● TASK DETAILS
Return every line below in which "efficient" appears.
>>>>
PR #548, opened 2023-09-14
GMA related bugfixes

m-m-adams:
Fixes:

- Fixes heap_state.py to handle GMA::get() being inlined
- Fixes a memory leak in loading synths to kit rows
- Fixes the GMA test to work properly again. Confirms that the GMA works in isolation
- Fixes grabNeighboringMemory to steal stealables beyond empty regions instead of just consecutive stealables
- Fixes extend/extendright to not change the stealable header to allocated

Other changes:

- Adds a sequentiality test to ordered multi word arrays (to confirm empty regions are properly ordered)
- Adds additional audioengine logs around allocations and dsp heavy fx

Future work:
- I think grabneighboringmemory can be rewritten to be more efficient


bob_heapstate.patch
bobtwinkles, line 1: Can probably delete this file :sweat_smile:

src/deluge/util/container/array/ordered_resizeable_array_with_multi_word_key.cpp
```diff
@@ -119,3 +119,29 @@ bool OrderedResizeableArrayWithMultiWordKey::deleteAtKeyMultiWord(uint32_t* __re
 		return false;
 	}
 }
+
+void OrderedResizeableArrayWithMultiWordKey::testSequentiality(char const* errorCode) {
```
bobtwinkles, line 123: Can we share the code with `ResizeableArray` somehow instead of duplicating it?

bobtwinkles (commented):
I think the changes look reasonable, but I don't know these systems that well. I think this PR would benefit from a pass to reorganize it in to individually meaningful commits so we can merge without a squash, since there's a large number of changes to core systems that would be helpful to bisect within.

sichtbeton:
> Fixes:
> 
> * Fixes heap_state.py to handle GMA::get() being inlined
> * Fixes a memory leak in loading synths to kit rows
> * Fixes the GMA test to work properly again. Confirms that the GMA works in isolation
> * Fixes grabNeighboringMemory to steal stealables beyond empty regions instead of just consecutive stealables
> * Fixes extend/extendright to not change the stealable header to allocated
> 
> Other changes:
> 
> * Adds a sequentiality test to ordered multi word arrays (to confirm empty regions are properly ordered)
> * Adds additional audioengine logs around allocations and dsp heavy fx
> 
> Future work:
> 
> * I think grabneighboringmemory can be rewritten to be more efficient

Dont understand a word, but it sounds like progress to get the deluge to purr again!

src/deluge/util/container/array/ordered_resizeable_array_with_multi_word_key.cpp
m-m-adams: Not without a restructure to make ResizeableArray inherit from ResizeableArrayWithMultiWordKey instead of the other way around - technically this code would work for single word keys as well, but the single word version doesn't work for multi words

m-m-adams:
> I think the changes look reasonable, but I don't know these systems that well. I think this PR would benefit from a pass to reorganize it in to individually meaningful commits so we can merge without a squash, since there's a large number of changes to core systems that would be helpful to bisect within.

yeah sure, that's a good point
<<<<
● EXERCISE RESULT
- I think grabneighboringmemory can be rewritten to be more efficient
> * I think grabneighboringmemory can be rewritten to be more efficient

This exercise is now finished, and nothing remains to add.